Your objective: Return only what lies between the first line of the entries and the line containing "I have removed", both lines included.

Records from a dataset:
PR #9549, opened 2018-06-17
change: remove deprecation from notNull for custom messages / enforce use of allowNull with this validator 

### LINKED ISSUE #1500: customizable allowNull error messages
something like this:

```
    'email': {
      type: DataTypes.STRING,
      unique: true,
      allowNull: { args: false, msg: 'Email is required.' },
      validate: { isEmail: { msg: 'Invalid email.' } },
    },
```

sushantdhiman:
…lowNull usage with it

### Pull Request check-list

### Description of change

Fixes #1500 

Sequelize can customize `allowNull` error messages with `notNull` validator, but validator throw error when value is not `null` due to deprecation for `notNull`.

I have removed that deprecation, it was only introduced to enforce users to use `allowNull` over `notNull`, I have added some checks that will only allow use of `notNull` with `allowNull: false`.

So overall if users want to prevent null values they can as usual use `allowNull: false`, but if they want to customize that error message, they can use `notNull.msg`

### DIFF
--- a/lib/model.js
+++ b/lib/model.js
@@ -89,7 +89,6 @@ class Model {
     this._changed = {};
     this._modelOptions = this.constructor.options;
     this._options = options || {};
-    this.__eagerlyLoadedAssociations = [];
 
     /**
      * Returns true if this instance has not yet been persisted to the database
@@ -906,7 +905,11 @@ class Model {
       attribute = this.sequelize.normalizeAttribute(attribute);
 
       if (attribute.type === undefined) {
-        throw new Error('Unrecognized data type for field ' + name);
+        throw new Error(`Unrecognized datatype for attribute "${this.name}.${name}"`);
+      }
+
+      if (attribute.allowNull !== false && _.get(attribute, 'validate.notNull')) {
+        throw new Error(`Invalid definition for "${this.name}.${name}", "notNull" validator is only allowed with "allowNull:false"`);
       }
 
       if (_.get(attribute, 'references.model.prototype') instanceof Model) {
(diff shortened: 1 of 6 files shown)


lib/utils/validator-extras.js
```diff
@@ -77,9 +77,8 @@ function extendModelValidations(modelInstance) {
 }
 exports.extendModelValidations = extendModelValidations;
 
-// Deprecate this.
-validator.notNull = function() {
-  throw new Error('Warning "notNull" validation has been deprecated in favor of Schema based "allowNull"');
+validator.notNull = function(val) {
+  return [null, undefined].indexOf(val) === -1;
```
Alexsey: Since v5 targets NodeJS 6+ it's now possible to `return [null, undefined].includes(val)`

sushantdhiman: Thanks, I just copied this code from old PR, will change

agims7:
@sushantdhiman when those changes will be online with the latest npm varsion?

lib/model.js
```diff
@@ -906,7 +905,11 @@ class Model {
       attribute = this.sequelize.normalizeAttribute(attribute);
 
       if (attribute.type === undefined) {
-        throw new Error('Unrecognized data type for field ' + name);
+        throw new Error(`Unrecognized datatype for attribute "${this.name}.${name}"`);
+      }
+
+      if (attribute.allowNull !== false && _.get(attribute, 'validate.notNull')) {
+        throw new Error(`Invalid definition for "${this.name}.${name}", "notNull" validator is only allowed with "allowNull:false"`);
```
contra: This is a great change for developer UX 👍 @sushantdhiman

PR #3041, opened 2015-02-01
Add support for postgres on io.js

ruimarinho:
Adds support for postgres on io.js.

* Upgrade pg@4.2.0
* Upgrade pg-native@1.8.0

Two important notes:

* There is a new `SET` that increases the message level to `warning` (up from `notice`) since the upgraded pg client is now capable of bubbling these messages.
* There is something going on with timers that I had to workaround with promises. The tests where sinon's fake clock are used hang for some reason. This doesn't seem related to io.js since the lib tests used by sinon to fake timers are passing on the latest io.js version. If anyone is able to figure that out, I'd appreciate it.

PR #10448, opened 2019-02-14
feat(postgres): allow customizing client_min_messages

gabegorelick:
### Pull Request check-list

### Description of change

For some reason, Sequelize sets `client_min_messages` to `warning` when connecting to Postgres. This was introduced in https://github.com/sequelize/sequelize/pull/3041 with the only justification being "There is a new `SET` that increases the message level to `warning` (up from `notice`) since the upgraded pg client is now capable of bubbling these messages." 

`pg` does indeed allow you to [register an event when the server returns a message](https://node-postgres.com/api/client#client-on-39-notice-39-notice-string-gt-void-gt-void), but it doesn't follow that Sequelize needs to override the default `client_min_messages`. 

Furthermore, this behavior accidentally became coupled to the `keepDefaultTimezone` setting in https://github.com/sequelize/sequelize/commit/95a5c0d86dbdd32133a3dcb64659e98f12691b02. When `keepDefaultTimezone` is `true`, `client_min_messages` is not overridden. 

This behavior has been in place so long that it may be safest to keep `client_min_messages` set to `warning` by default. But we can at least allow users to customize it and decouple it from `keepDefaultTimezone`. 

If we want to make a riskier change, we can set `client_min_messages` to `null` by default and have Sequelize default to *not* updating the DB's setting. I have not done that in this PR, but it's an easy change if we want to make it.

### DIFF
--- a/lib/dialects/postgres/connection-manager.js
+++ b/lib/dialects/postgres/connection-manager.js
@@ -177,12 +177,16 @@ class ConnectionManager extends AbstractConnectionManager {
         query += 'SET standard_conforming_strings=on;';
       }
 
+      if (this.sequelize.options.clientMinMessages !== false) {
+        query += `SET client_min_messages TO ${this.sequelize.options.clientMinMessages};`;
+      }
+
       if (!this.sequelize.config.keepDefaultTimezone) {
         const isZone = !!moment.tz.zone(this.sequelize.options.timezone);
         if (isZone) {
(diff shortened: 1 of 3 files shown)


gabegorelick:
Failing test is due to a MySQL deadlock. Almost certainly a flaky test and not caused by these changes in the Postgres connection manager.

Solution below:
PR #9549, opened 2018-06-17
change: remove deprecation from notNull for custom messages / enforce use of allowNull with this validator 

### LINKED ISSUE #1500: customizable allowNull error messages
something like this:

```
    'email': {
      type: DataTypes.STRING,
      unique: true,
      allowNull: { args: false, msg: 'Email is required.' },
      validate: { isEmail: { msg: 'Invalid email.' } },
    },
```

sushantdhiman:
…lowNull usage with it

### Pull Request check-list

### Description of change

Fixes #1500 

Sequelize can customize `allowNull` error messages with `notNull` validator, but validator throw error when value is not `null` due to deprecation for `notNull`.

I have removed that deprecation, it was only introduced to enforce users to use `allowNull` over `notNull`, I have added some checks that will only allow use of `notNull` with `allowNull: false`.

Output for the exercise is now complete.